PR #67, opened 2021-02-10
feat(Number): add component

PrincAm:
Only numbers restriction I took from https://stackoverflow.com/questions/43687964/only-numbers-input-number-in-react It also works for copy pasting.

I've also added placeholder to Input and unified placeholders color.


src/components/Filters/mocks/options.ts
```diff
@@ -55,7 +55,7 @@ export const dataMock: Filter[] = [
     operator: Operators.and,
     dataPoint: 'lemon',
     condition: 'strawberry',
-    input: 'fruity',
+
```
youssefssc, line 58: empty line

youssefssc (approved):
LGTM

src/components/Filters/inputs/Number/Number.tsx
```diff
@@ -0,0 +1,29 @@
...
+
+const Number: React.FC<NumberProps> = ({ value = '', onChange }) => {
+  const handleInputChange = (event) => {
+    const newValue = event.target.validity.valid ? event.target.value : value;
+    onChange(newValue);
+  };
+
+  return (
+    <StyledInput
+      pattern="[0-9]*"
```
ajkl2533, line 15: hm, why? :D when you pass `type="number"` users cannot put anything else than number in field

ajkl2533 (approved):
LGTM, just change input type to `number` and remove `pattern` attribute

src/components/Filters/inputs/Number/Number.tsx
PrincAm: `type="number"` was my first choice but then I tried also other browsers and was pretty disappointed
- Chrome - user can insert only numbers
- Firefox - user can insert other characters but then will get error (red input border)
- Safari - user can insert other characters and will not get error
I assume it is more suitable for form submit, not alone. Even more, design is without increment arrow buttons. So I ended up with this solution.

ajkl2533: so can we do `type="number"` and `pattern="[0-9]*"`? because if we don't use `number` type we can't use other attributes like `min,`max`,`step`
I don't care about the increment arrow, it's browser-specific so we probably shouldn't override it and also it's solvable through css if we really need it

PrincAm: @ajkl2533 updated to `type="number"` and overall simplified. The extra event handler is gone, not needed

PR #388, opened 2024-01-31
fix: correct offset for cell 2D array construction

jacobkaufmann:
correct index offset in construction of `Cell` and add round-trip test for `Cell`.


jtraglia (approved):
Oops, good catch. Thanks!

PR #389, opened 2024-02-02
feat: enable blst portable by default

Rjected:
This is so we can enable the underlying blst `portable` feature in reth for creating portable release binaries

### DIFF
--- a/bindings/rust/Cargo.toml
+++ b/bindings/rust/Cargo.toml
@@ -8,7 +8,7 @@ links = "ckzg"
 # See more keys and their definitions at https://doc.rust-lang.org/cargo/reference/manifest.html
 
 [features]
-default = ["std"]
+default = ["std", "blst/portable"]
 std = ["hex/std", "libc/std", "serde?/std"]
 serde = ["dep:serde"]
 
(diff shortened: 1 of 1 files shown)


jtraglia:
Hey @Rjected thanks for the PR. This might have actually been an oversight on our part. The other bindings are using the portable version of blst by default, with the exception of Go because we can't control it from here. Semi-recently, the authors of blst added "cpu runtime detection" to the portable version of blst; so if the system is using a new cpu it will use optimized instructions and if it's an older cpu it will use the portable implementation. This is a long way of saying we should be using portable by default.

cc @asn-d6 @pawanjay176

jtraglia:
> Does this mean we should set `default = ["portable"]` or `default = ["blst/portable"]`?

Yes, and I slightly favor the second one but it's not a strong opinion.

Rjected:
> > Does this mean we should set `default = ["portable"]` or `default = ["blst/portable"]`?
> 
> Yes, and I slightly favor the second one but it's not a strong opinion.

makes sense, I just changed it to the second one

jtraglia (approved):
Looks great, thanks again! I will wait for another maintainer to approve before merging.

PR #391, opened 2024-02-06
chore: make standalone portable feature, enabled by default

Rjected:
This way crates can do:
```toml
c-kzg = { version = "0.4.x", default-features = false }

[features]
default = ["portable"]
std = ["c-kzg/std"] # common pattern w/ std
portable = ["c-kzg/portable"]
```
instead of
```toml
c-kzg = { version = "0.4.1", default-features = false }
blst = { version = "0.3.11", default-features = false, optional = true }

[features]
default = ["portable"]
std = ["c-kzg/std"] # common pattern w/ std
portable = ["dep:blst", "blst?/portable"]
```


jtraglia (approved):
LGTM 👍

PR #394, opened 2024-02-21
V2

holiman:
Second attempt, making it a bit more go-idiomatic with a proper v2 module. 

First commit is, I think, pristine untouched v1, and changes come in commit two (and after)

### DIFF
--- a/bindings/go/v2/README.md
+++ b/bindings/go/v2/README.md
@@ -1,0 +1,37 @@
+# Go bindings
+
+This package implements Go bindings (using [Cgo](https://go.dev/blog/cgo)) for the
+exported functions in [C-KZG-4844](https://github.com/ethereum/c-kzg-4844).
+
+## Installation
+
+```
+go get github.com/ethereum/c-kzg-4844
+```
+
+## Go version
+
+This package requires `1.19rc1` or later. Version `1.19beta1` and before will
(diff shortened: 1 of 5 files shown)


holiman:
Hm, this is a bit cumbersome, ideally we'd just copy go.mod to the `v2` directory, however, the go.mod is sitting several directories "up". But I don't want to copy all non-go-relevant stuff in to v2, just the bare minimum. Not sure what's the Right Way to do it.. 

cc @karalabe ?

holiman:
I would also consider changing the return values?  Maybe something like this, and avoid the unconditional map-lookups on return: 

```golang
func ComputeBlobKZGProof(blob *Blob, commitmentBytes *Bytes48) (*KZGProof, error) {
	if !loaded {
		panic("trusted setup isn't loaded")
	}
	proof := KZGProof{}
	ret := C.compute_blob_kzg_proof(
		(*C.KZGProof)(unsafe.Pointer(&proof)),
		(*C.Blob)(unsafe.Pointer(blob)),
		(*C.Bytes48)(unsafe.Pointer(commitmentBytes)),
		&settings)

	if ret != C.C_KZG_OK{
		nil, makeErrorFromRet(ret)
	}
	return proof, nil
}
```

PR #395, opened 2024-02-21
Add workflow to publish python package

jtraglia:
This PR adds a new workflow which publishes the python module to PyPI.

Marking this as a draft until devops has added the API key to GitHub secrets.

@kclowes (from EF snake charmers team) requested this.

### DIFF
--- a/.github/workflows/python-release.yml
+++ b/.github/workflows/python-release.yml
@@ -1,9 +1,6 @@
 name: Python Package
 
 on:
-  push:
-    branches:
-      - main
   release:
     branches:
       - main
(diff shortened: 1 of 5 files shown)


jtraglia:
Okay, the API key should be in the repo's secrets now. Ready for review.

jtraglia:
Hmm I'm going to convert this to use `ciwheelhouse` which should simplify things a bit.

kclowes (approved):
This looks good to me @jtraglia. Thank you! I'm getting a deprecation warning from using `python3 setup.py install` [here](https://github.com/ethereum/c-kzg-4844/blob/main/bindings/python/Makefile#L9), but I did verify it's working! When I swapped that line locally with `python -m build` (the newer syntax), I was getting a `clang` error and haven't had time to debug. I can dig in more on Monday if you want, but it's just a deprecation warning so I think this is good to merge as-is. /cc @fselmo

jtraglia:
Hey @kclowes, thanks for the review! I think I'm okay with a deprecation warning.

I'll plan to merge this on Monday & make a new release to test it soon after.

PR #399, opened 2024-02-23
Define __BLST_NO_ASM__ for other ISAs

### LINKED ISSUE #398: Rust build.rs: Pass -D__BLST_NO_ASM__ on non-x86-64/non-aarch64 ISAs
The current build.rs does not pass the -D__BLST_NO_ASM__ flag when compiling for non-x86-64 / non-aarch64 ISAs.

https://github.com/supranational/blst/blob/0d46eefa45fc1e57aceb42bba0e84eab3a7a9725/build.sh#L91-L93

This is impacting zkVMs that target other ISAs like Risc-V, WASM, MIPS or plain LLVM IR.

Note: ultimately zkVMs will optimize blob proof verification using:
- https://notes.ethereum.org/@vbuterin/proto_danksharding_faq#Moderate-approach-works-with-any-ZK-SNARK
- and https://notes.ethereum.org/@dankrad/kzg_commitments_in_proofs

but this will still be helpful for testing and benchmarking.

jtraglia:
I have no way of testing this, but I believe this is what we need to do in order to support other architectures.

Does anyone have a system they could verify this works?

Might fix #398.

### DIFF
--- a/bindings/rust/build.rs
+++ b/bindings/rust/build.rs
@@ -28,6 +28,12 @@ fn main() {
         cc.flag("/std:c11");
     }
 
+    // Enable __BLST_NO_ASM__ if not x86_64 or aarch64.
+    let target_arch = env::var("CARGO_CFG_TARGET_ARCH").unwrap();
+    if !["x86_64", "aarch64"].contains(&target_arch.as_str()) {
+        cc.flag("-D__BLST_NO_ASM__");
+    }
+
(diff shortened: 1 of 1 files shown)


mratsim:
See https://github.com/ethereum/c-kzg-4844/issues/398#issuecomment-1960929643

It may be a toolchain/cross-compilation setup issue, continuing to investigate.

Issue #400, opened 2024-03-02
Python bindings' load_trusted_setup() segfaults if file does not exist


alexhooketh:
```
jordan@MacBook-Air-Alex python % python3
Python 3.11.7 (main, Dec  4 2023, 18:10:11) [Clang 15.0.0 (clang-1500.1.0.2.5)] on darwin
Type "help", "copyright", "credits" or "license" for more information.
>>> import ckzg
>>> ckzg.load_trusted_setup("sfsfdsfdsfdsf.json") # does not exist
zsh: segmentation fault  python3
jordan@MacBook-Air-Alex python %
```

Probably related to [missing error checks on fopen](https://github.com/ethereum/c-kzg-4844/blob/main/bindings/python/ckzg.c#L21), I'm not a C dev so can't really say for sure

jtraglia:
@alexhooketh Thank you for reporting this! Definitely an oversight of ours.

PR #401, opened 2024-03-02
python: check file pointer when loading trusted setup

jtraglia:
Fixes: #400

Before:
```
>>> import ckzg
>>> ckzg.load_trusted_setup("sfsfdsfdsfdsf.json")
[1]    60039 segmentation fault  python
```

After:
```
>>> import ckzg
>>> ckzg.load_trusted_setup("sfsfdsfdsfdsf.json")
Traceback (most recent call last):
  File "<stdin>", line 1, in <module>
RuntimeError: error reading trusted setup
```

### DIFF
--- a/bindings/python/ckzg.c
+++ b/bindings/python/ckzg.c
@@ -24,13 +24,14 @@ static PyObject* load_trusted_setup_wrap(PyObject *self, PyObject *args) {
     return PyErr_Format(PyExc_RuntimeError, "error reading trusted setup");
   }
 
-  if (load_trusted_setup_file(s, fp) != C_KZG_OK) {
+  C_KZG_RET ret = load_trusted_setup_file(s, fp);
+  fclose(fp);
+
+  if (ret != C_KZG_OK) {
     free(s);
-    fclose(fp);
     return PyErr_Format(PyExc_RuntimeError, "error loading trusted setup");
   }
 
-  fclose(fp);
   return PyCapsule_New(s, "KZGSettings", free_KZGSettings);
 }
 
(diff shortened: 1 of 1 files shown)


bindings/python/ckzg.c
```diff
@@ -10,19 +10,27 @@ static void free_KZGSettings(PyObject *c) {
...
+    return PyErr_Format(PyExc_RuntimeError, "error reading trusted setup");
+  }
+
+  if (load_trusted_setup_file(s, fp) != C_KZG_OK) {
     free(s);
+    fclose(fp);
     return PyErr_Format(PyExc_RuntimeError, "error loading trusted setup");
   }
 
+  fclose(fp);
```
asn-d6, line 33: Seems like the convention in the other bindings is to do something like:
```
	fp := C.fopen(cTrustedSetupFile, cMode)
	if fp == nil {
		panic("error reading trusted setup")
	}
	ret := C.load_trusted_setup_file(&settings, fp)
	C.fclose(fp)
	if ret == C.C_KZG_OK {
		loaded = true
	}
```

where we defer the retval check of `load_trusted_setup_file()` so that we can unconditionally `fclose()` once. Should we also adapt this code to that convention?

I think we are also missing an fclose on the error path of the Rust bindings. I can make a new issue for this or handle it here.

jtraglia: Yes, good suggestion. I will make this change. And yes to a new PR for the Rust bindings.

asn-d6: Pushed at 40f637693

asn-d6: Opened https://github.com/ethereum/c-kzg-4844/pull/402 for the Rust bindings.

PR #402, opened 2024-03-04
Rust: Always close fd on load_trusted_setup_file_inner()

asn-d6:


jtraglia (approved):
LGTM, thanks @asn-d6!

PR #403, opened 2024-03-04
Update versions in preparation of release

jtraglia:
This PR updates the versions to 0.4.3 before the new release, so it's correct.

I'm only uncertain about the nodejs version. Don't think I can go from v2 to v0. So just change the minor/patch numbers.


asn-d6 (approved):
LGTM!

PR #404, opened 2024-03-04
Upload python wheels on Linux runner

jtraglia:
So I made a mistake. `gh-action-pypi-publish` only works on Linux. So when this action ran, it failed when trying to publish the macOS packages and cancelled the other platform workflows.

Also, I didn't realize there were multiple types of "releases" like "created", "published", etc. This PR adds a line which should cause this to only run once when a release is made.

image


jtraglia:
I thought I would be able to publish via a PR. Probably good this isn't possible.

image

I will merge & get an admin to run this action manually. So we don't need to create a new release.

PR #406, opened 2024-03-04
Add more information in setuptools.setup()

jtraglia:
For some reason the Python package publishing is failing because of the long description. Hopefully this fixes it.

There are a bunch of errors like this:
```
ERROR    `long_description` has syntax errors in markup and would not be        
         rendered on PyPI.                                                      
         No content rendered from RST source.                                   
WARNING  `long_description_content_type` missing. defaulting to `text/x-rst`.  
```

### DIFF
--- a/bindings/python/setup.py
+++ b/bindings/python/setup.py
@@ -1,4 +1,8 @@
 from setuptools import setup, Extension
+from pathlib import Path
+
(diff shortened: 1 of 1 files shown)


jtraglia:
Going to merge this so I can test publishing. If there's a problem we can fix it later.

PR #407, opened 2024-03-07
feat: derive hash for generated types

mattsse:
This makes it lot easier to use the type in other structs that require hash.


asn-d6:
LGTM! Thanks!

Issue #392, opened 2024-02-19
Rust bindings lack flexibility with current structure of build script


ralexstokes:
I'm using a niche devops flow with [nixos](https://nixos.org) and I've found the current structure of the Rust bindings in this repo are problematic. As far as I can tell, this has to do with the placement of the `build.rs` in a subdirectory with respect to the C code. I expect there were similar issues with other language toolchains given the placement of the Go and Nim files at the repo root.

====

Scan the data for the string "opinion" and copy each line in which it occurs.

## Solution to this exercise
Yes, and I slightly favor the second one but it's not a strong opinion.
> Yes, and I slightly favor the second one but it's not a strong opinion.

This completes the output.